I am sick and tired of Garmin releasing "improvements" that ruin things that used to work just fine

Note: all of the issues below are fairly new. I haven't had any of these issues prior to the 11.28 update.

1. Wrist HR used to work acceptably well last year. Now if fails to work properly on 100% of runs, for large parts of those runs, producing unreasonably high HR that I can't possibly have. For example, in one of my recent runs it tracked me in the upper part of Z5 for 30 minutes, all while I was running easily downhill breathing mostly through my nose.

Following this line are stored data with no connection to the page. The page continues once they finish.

PR #160, opened 2016-06-15
Improvements, mainly to the howto

encukou:
@torsava, do these look OK to you?

### DIFF
--- a/data/config.yaml
+++ b/data/config.yaml
@@ -17,14 +17,14 @@ name: Fedora
 # The string '$RANDOMPKG' will be replaced by a random "idle" package, if
 # it occurs in the text.
 main-instructions: |
-    <div>
+    <p>
         This is a dashboard to track progress of porting
         Fedora packages to Python 3.
-    </div>
-    <div style="padding-top: 7pt;">
+    </p>
+    <p>
         Read me: <a href="$HOWTO_LINK">So you want to contribute?</a><br/>
-    </div>
-    <div style="padding-top: 7pt;">
+    </p>
+    <p>
         If you would like to jump in and help port, do this:
         <ul>
             <li>
@@ -42,20 +42,20 @@ main-instructions: |
                 <a href="https://github.com/fedora-python/portingdb/issues">file an issue</a>.
             </li>
         </ul>
-    </div>
+    </p>
 
 # A note about "groups" and their role in the report can be put in
 # "groups-note", as HTML.
 groups-note: |
-    <div>
+    <p>
         If you're interested in porting a bigger, self-contained piece
         of Fedora, choose one of these.
-    </div>
-    <div>
+    </p>
+    <p>
         Note that some of these are still incomplete early examples.
         Please propose changes at
         <a href="https://github.com/fedora-python/portingdb/blob/master/data/groups.yaml">Github</a>.
-    </div>
+    </p>
 
 # Notes on how the data is updated and extra information can be put in
 # "extra-sidebar", in HTML. It'll appear on the main mage, in the sidebar.
--- a/data/config.yaml
+++ b/data/config.yaml
@@ -24,7 +24,7 @@ main-instructions: |
     <p>
         Read me: <a href="$HOWTO_LINK">So you want to contribute?</a><br/>
     </p>
-    <p>
+    <div>
         If you would like to jump in and help port, do this:
         <ul>
             <li>
@@ -42,7 +42,7 @@ main-instructions: |
                 <a href="https://github.com/fedora-python/portingdb/issues">file an issue</a>.
             </li>
         </ul>
-    </p>
+    </div>
 
 # A note about "groups" and their role in the report can be put in
 # "groups-note", as HTML.
--- a/portingdb/htmlreport.py
+++ b/portingdb/htmlreport.py
@@ -46,38 +46,35 @@ def hello():
             'data': data,
         }
 
-    total_pkg_count = queries.packages(db).count()
-
     # Main package query
 
     query = queries.packages(db)
+    total_pkg_count = query.count()
 
-    active, query = queries.split(query, tables.Package.status == 'in-progress')
+    active = query.filter(tables.Package.status == 'in-progress')
     active = queries.order_by_weight(db, active)
     active = queries.order_by_name(db, active)
     active = active.options(subqueryload('collection_packages'))
     active = active.options(subqueryload('collection_packages.links'))
 
-    done, query = queries.split(query, tables.Package.status == 'released')
+    done = query.filter(tables.Package.status == 'released')
     done = queries.order_by_name(db, done)
 
-    dropped, query = queries.split(query, tables.Package.status == 'dropped')
+    dropped = query.filter(tables.Package.status == 'dropped')
     dropped = queries.order_by_name(db, dropped)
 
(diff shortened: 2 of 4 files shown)


data/config.yaml
```diff
@@ -17,14 +17,14 @@ name: Fedora
...
-    </div>
-    <div style="padding-top: 7pt;">
+    </p>
+    <p>
         Read me: <a href="$HOWTO_LINK">So you want to contribute?</a><br/>
-    </div>
-    <div style="padding-top: 7pt;">
+    </p>
+    <p>
         If you would like to jump in and help port, do this:
```
torsava: The change creates a vertical space between this line and the list below. That means we have 4 visual blocks of text in this section instead of 3, which makes it look a bit too visually complex. That in turn might make some people skip reading it. Though that's only my speculation and how I like to format things.

portingdb/htmlreport.py
```diff
@@ -46,39 +46,36 @@ def hello():
...
+    blocked = query.filter(tables.Package.status == 'blocked')
     blocked = blocked.options(subqueryload('requirements'))
     blocked = queries.order_by_name(db, blocked)
 
-    ready, query = queries.split(query, tables.Package.status == 'idle')
+    ready = query.filter(tables.Package.status == 'idle')
     ready = ready.options(subqueryload('requirers'))
     ready = queries.order_by_name(db, ready)
 
-    assert query.count() == 0
```
torsava: That was pretty clever, I haven't noticed it worked like that :)

portingdb/htmlreport.py
```diff
@@ -479,34 +480,29 @@ def howto():
     db = current_app.config['DB']()
     query = queries.packages(db)
 
-    # Count the idle and blocked packages
-    idle_query, query = queries.split(query, tables.Package.status == 'idle')
-    idle_len = idle_query.count()
-    blocked_query, query = queries.split(query, tables.Package.status == 'blocked')
+    # Count the blocked packages
+    blocked_query = query.filter(tables.Package.status == 'blocked')
     blocked_len = blocked_query.count()
```
torsava: Is this better then just doing `len(blocked)`?

encukou: If there was a `blocked`, then it wouldn't be better. Here the count method it generates a `SELECT COUNT()` query without getting the actual list of objects.

portingdb/htmlreport.py
```diff
@@ -479,34 +480,29 @@ def howto():
...
-    # Upstream status: Released
+    # Status objects
     query = db.query(tables.Status)
-    query = query.filter(tables.Status.ident == 'released')
-    query = query.join(tables.CollectionPackage)
-    query = query.filter(
-            tables.CollectionPackage.collection_ident == 'upstream')
-    released_status = query.first()
+    mispackaged_status = query.get('mispackaged')
+    released_status = query.get('released')
```
torsava: Aren't there multiple 'released' statuses for different collections? Do you count on them being the same?

encukou: The status object (i.e. row in database) is the same.

encukou: i.e. the `tables.Status` is the same, there are `tables.CollectionStatus` but those just add a collection-dependent description.

torsava: Oh I see! Could they be theoretically different or have I misread the scheme?

encukou: `table.sStatus.ident` is the table's only primary_key, so they can't ever be two different statuses with the same identifier :)

portingdb/templates/howto.html
```diff
@@ -33,13 +33,15 @@ <h2 id="package-it">Package it</h2>
...
         </p>
         <h3>Make a Patch</h3>
         <p>
-            In either case, look a bit further down still and find a link to the associated Bugzilla report (under <i>Links→bug</i> in the sidebar). Go there and join the discussion. Find out what's the status quo and if anyone is working on it. If not, be the one that submits a patch!
+            In either case, look a bit further down on the package page in PortingDB and find a link to the associated Bugzilla report (under <i>Links→bug</i> in the sidebar). Go there and join the discussion. Find out what's the status quo and if anyone is working on it. If not, be the one that submits a patch!
+        </p><p>
+            If you don't find a link to Bugzilla, you'll need to investigate the issue and <a href="https://fedoraproject.org/wiki/User:Pviktori/Python_3_Bug_Filing">file a bug</a> yourself. A hint will usually provided just under the Fedora heading on the package page. When filing a bug, please make it block the <b>PYTHON3</b> tracking bug.
```
torsava: Good addition. Though I would omit the:

> When filing a bug, please make it block the PYTHON3 tracking bug.

That is best left for the file-a-bug wiki page, which I am planning to give a bit of a polish too.

portingdb/templates/howto.html
```diff
@@ -61,7 +63,7 @@ <h2 id="investigate-annotate">Investigate & Annotate</h2>
         </p>
         <h4>Blocked packages</h4>
         <p>
-            The <a href="{{ url_for('hello') }}#blocked">{{ blocked_len }} blocked packages</a> are a bit similar, but not quite. These are Python 2–only packages that, however, cannot yet be ported because some of their dependencies are still not ported to Python 3 in Fedora.
+            The <a href="{{ url_for('hello') }}#blocked">{{ blocked_len }} blocked packages</a> are a bit similar, but not quite. These are Python 2–only packages that, cannot yet be ported because some of their dependencies are still not ported to Python 3 in Fedora.
```
torsava: I agree, it sounds better. However, the comma became superfluous.

> that, cannot

torsava:
Big thanks for the polish. The Bootstrap styling looks much better, I should give it a whirl sometimes.

So besides the few notes, looks good to me!

data/config.yaml
encukou: OK, I changed the last `<p>` back to `<div>`

portingdb/templates/howto.html
encukou: OK, I left that out, and reworded it a bit more.

portingdb/templates/howto.html
```diff
@@ -41,7 +41,7 @@ <h2 id="package-it">Package it</h2>
         <p>
             In either case, look a bit further down on the package page in PortingDB and find a link to the associated Bugzilla report (under <i>Links→bug</i> in the sidebar). Go there and join the discussion. Find out what's the status quo and if anyone is working on it. If not, be the one that submits a patch!
         </p><p>
-            If you don't find a link to Bugzilla, you'll need to investigate the issue and <a href="https://fedoraproject.org/wiki/User:Pviktori/Python_3_Bug_Filing">file a bug</a> yourself. A hint will usually provided just under the Fedora heading on the package page. When filing a bug, please make it block the <b>PYTHON3</b> tracking bug.
+            If you don't find a link to Bugzilla, you'll need to investigate the issue and <a href="https://fedoraproject.org/wiki/User:Pviktori/Python_3_Bug_Filing">file a bug</a> yourself. A hint on the nature of the problem will usually provided just under the Fedora heading on the package page.
```
torsava: > A hint on the nature of the problem will usually provided

I just noticed there's a missing 'be' there.

encukou: Thanks! I force-pushed a fix :)

torsava:
Perfect!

2. The abnormally high HR from the wrist sensor makes my watch "autodetect" the new maximum HR, which is absolutely unreachable for me. I am 52 years old. Believe me, I don't have the max HR of 186, especially not the one that was detected on a very easy run.

3. The new max HR results in auto-adjusting my HR zones even though the zones are based on LTHR%. If it is based on LTHR% that means it must not change unless the new LTHR is detected! What's the point of having it LTHR based then?

Here is how I found my LTHR% zones auto-adjusted by the watch:

Based On: %LTHR

Z5: 105%-114%

Z4: 99%-104%

Z3: 93%-98%

Z2: 83%-92%

Z1: 67%-82%

Isn't that ridiculous?

Furthermore, I I clearly remember configuring my watch to not auto-detect the max HR, but it seems that has been ignored in the last update.

According to https://www.garmin.com/en-US/garmin-technology/health-science/heart-rate-monitoring/:

Compatible Garmin devices can automatically update your maximum heart rate using your performance data. If a heart rate higher than your currently set maximum is identified and passes a reliability threshold, your personal maximum heart rate is updated on the device or in the Garmin Connect app.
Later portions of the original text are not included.